▶ [WORK REQUEST]: Filter the records for lines holding the string "changelog".

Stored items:
########################################

PR #838, opened 2023-09-29
Increase the extent of layers having an empty extent in order to allow zooming to layer

ptormene:
Fixes https://github.com/gem/oq-irmt-qgis/issues/206

I am doing it when creating layers of any kind, because the extent is always a rectangle and, even if in the properties it is displayed as empty, the object actually contains the coordinates. Therefore we can just increase the rectangle by a small delta.
With this fix, the plugin automatically (and correctly) zooms to layer also when loading a layer with only one point.

What we obtain is something more usable than before, although we introduce a little inconsistency, because we are declaring that the extent of our layer is bigger than its actual extent (that in fact is just a point). I believe the benefits justify the little inconsistency.


pslh (approved):
LGTM

ptormene:
I've ported this change also to v3.16.2 (stable) and to master and I've released v3.16.2 (stable) and v.3.17.8 (experimental).

PR #841, opened 2023-10-03
While extracting npz in numpy.load use max_header_size=100000 to fix e.g. some hcurves

ptormene:
Fixes https://github.com/gem/oq-irmt-qgis/issues/840

The stacktrace was misleading. Actually the plugin was unable to load hcurves from the npz successfully downloaded through the engine API, because numpy.load complained about max_header_size being too small for that specific calculation.
Raising that parameter default by 10 times, it should be sufficient in our use cases.
@alejocaldeGEM I've just tried also with the Croatia use case, successfully.

This change needs to be backported to 3.16 and 3.17.

### DIFF
--- a/svir/metadata.txt
+++ b/svir/metadata.txt
@@ -24,6 +24,7 @@ email=staff.it@globalquakemodel.org
 # Uncomment the following line and add your changelog entries:
 changelog=
     3.18.0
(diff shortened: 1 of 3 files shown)


ptormene:
The broken unit test on qgis latest docker is not related to this issue and it is caused by the sudden disappearing of the processing algorithm qgis:joinbylocationsummary, that is not documented and that might be an accidental deletion or a perhaps a replacement.

PR #842, opened 2023-10-03
Do not force min_mag=6.5 when loading ruptures in tests

ptormene:
This should avoid the following:
https://github.com/gem/oq-irmt-qgis/actions/runs/6387469847/job/17335848919#step:6:1546

See https://github.com/gem/oq-irmt-qgis/pull/843 about the broken unit test with QGIS LATEST.


svir/test/integration/test_drive_oq_engine.py
```diff
@@ -524,7 +524,7 @@ def load_output(
                 self.irmt.drive_oq_engine_server_dlg, self.irmt.iface,
                 self.irmt.viewer_dock,
                 self.irmt.drive_oq_engine_server_dlg.session,
-                self.hostname, calc_id, output_type, min_mag=6.5,
+                self.hostname, calc_id, output_type,
```
ptormene, line 527: Without specifying that parameter, the default is 4.0

PR #852, opened 2024-01-12
Extend matrix to run tests also on windows-latest and macos-latest

ptormene:


ptormene:
I am adding comments in a separate PR explaining why it does not work easily also on windows-latest and macos-latest

PR #872, opened 2024-10-03
Include the total losses in the selectable loss types when wisualizing aggcurves

ptormene:
Companion of https://github.com/gem/oq-engine/pull/10018

Fixes https://github.com/gem/oq-irmt-qgis/issues/783

### DIFF
--- a/svir/dialogs/viewer_dock.py
+++ b/svir/dialogs/viewer_dock.py
@@ -948,9 +948,9 @@ class ViewerDock(QDockWidget, FORM_CLASS):
 
         self.filter_avg_losses_rlzs_aggr()
 
-    def get_total_loss_unit(self, loss_type):
+    def get_total_loss_unit(self, total_losses):
         unit = None
-        separate_types = loss_type.split('+')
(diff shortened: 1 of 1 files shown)


svir/dialogs/viewer_dock.py
```diff
@@ -940,6 +948,28 @@ def load_avg_losses_rlzs_aggr(
...
+        for separate_type in separate_types:
+            if separate_type in self.single_loss_types:
+                loss_type_idx = self.loss_type_cbx.findText(separate_type)
+                this_unit = self.agg_curves['units'][loss_type_idx]
+                if unit is not None and unit != this_unit:
+                    raise ValueError(
+                        f'The unit of the total loss type ({loss_type}) can'
+                        f' not be determined by the separate loss types'
+                        f' ({separate_types}) because they have different'
+                        f' units ({unit} vs {this_unit})')
```
micheles, line 963: It makes little sense to do this check QGIS side, it is too late: if the units are inconsistent it must be an error engine side, even before starting the calculation.

PR #880, opened 2025-02-24
Update workflows

ptormene:
Use checkout@v4, setup-python@v5, python-version 3.12, remove inputs from workflow_dispatch and fix a typo


vot4anto (approved):
LGTM

PR #887, opened 2025-04-30
Load damages-stats similarly to damages-rlzs

ptormene:


svir/test/integration/test_drive_oq_engine.py
```diff
@@ -909,6 +919,14 @@ def test_load_damages_rlzs_aggr(self):
         self.load_output_type('damages-rlzs_aggr')
 
 
+class LoadDamagesStatsAggrTestCase(LoadOqEngineOutputsTestCase):
+    @unittest.skipIf(
+        ONLY_OUTPUT_TYPE and ONLY_OUTPUT_TYPE != 'damages-stats_aggr',
+        'only testing output type %s' % ONLY_OUTPUT_TYPE)
```
micheles, line 925: Same as before, it is not clear to me why we need the `skifIf`

ptormene: See above.

PR #907, opened 2026-04-28
Completely restructure integration tests to run without obsolete QGIS docker scripts

ptormene:
This reimplementation of tests was necessary, because so far we have been relying on scripts available in the QGIS docker images that have not been updated for years and that are no longer working with the most recent QGIS docker images.
With the new implementation, pytest fixtures are used to instantiate all the QGIS elements needed by the plugin, and tests are properly parametrized. This allowed to remove more than 400 hundred lines of code.

I will probably need to backport some changes to old branches.

I managed to make it work also for the workflow testing the compatibility between different releases of the plugin and of the engine:
https://github.com/gem/oq-irmt-qgis/actions/runs/25096016435

After merging this PR, I will update the qgis4 branch, trying to make tests work using the qgis4 docker image.


vot4anto (approved):
LGTM

PR #908, opened 2026-04-29
Upgrade the plugin and its tests to be compatible with QGIS4

ptormene:
We already did most of the functional migration, but the complex part was to upgrade the testing environment.
Now that https://github.com/gem/oq-irmt-qgis/pull/907 has been merged, I refreshed this branch.


ptormene:
For now I am keeping the qgis4 branch separated from master.

PR #853, opened 2024-10-15
Also fix felt bits in starknet syscall wrappers

edg-l:
Related to https://github.com/lambdaclass/cairo_native/pull/844 but it missed some starknet syscalls

Refactored a bit the code to avoid some repetition.

This may fix some bugs we have, we need to test.

### DIFF
--- a/src/starknet.rs
+++ b/src/starknet.rs
@@ -16,7 +16,7 @@ pub struct ArrayAbi<T> {
 
 impl From<&ArrayAbi<Felt252Abi>> for Vec<Felt> {
     fn from(value: &ArrayAbi<Felt252Abi>) -> Self {
-        let felt_vec: Vec<_> = unsafe {
+        unsafe {
             let since_offset = value.since as usize;
             let until_offset = value.until as usize;
             debug_assert!(since_offset <= until_offset);
@@ -28,8 +28,7 @@ impl From<&ArrayAbi<Felt252Abi>> for Vec<Felt> {
         }
         .iter()
         .map(Felt::from)
-        .collect();
-        felt_vec
+        .collect()
     }
 }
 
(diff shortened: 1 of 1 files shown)


src/starknet.rs
```diff
@@ -14,10 +14,45 @@ pub struct ArrayAbi<T> {
...
+            let len = until_offset - since_offset;
+            match len {
+                0 => &[],
+                _ => std::slice::from_raw_parts(value.ptr.add(since_offset), len),
+            }
+        }
+        .iter()
+        .map(Felt::from)
+        .collect();
+        felt_vec
```
azteca1998, line 32: There's no need to have a variable in this case.

azteca1998 (approved):

src/starknet.rs
```diff
@@ -1106,16 +1132,8 @@ pub(crate) mod handler {
...
             deploy_from_zero: bool,
         ) {
-            let class_hash = Felt::from_bytes_be(&{
-                let mut data = class_hash.0;
-                data.reverse();
-                data
-            });
-            let contract_address_salt = Felt::from_bytes_be(&{
-                let mut data = contract_address_salt.0;
-                data.reverse();
```
FrancoGiachetta, line 1116: There are some cases like this one in which the bytes are reversed before creating the felt, wouldn't it affect the result? It doesn't look like the `From<...>` implementation covers these cases, right?

edg-l: Notice that i use from_bytes_le in the from impl, and this snippet uses from_bytes_be, the reverse turns it into big endian, so it is no longer needed, this is because in the past there wasnt a from_bytes_le method so we had to do this

FrancoGiachetta: Ow right, I didn't catch that one.

FrancoGiachetta (approved):

azteca1998 (approved):

PR #869, opened 2024-10-18
Blocks Running Workflow

### LINKED ISSUE #852: Add blocks re execution in the CI
Similar to #850 but for every PR and with a smaller amount of blocks
We must add a workflow in Cairo Native that executes blocks with Starknet Replay with state_dump feature and compare the execution vs Cairo VM. To know if we are adding any new bug.
Probably, we should be able to select what Blockifier commit to use https://github.com/lambdaclass/starknet-replay/blob/main/Cargo.toml#L13
The workflow should not have any cache or previously compiled programs

FrancoGiachetta:
This PR adds a workflow which executes a small range of blocks both the vm and native, dumps the final state that the execution throws and compares with each other. If there's any diff, it will fail.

########################################

▶ [RESPONSE BOX]:
 # Uncomment the following line and add your changelog entries:
 changelog=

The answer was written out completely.